This has been a pretty adventurous year for Mrs. Pincus. A die-hard driver, she agreed to take the train into Center City Philadelphia a whopping three times this year! I, of course, have been a daily train commuter for nearly eight years (as chronicled regularly on this blog). But there is still something both cute and quaint in Mrs. P's fascination with "how the other half lives." I love watching her scan the train car in the same wondrous manner as when she boards a ride at Disneyland. I smile when she earnestly thanks the conductor when we exit at our destination — something no regular, monthly pass-carrying train passenger would ever consider doing. After all, those bastards make us late for work most mornings.
"Meet me at the Eagle" |
Our latest adventure on the train took us to the annual Wanamaker's (now Macy's) Christmas Light Show. The display, a multimedia presentation comprised of blinking lights synchronized to a soundtrack of familiar Christmas songs, has been a Philadelphia staple since its introduction in 1956. Every two hours, crowds pack the famous first-floor Grand Court, surround the famous bronze eagle sculpture (a central meeting place for Philadelphians for decades with the universally understood direction: "meet me at the Eagle") and marvel at the animated lights that stretch several stories high. The highlight of the spectacle is the musical accompaniment by the world's largest, still-playable* pipe organ.

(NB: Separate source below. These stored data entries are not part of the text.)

PR #68, opened 2023-12-28
fix nil errors in handler

luispdm:
- `ReplaceBlockTag` does not return an additional `*JSONRPCRequest`, as it already changes the receiving parameter "req"
- no need to run `CheckBlockNumberFromResponseFromHashCalls` when `response.Result` is `nil` (`CheckBlockNumberFromResponseFromHashCalls` also checks if `response.Result` is `nil` as a first instruction)
- do not include `result` in RPCResponse when there's an error
- include `result: null` when the underlying L1 node returns it


internal/core/worker/evolution/worker.go
```diff
@@ -68,7 +68,7 @@ func (w *worker) Run(ctx context.Context) error {
 				slog.Error(err.Error())
 				break
 			}
-            if lastBlock < startingBlock {
+			if lastBlock < startingBlock {
```
zorjak, line 71: can you remove these changes from this PR?

internal/core/worker/evolution/worker_test.go
```diff
@@ -225,7 +225,7 @@ func TestScanEvoChainOnce(t *testing.T) {
 			client, scanner := getMocks(t)
 			state, tx2 := getMocksFromState(t)
 
-            evoWorker := NewWorker(&tt.c, client, scanner, state)
+			evoWorker := NewWorker(&tt.c, client, scanner, state)
```
zorjak, line 228: similar as for worker

zorjak (changes requested):

internal/core/worker/evolution/worker.go
luispdm: As agreed in private, this change will stay in the PR

internal/core/worker/evolution/worker_test.go
luispdm: As agreed in private, this change will stay in the PR

zorjak (approved):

Mrs. P had not seen the show for years. I, coincidentally, just saw it this past Monday, taking advantage of a day off from work and meeting my Center City-dwelling son. The two of us stood among the throng of shoppers who ceased their bustling long enough to enjoy a bit of free holiday entertainment — a rarity in these times. It was hokey and endearing and very cool.
Afterwards, we strolled the store like tourists in our own city (or at least former residents who had been relegated to the suburbs thirty years ago). The once-majestic store, featured in several motion pictures like Blow Out, Mannequin and Twelve Monkeys, has lost some of its unique grandeur and now looks closer to its cookie-cutter mall counterparts. My spouse, never one to pass up an opportunity to buy something, made a couple of small purchases before we headed out to nearby Chinatown for dinner. It was like an old-fashioned "Date Night."
"No meat! None!" |
They were loud. Very loud.
And their conversation was inane. Distractingly inane.
On my daily commute to and from work, my train makes a stop at Temple University. I am both intrigued and appalled by the conversations I have involuntarily overheard between students boarding at that station. Considering they are (allegedly) furthering and honing their education, they can passionately discuss, at great length, such riveting topics as the pros and cons of various protective coverings available for earbuds. I've heard interactions that were fraught with incorrect information, mispronounced names and locations and improbable accounts of events... all punctuated with nervous twitches and insecure giggles. This is the future of our society, dammit. An awkward, uninformed, ill-mannered, unwashed faction, poised to keep things running smoothly when you and I are sucking our meals through a straw.
So, the small representative group who were nearly our dining-mates loudly perused the menus, reading selected entrees to each other, as though none of the others had menus themselves. Every so often, they'd stop and loudly question if the "meat" that was listed for each entree was indeed a vegetarian substitute... despite the large, bold headings noting "IMITATION MEAT" on every single page. When the waiter came to take their order, the fellow (the loudest, and obviously dimmest, of the bunch) again asked, "It's not real meat, right?" The waiter assured them several times.
My wife and I tried to ignore them. However, at times, conversation between us (just inches apart) was overpowered by the loud, atonal squawks emanating from our young co-diners. A few times during their meal, I still heard the guy's grating cackle ask, "This isn't real meat, right? I keep forgetting." Nervous laugh.
We finished our dinner (it was really good, in spite of the company). After paying the check, we stood and began gathering our scarves, gloves and coats for our trek back to the train station. As I was threading my arm into my jacket sleeve, I glanced in the direction of the nearby diners, now finishing up their meal. The fellow — his big, gawky head cocked to one side atop his elongated, Adam's-Appley neck — was shoveling spoonfuls of rice into his mouth... straight from the serving bowl. I bit my lip to stop my gut-reaction of screaming, "You moron! That's for the whole table!!" I covertly gestured to my wife. She rolled her eyes. He continued to feed from the community bowl, to the slight chagrin of his female companions.
We left. We left a future generation of decision-makers stumped by the ponderous choice of fortune cookies.
The future looks bleak. I hope they have good Chinese food.
* The world's largest pipe organ is in Boardwalk Hall in Atlantic City. Like most things in Atlantic City, it is in a state of decline and no longer fully operational.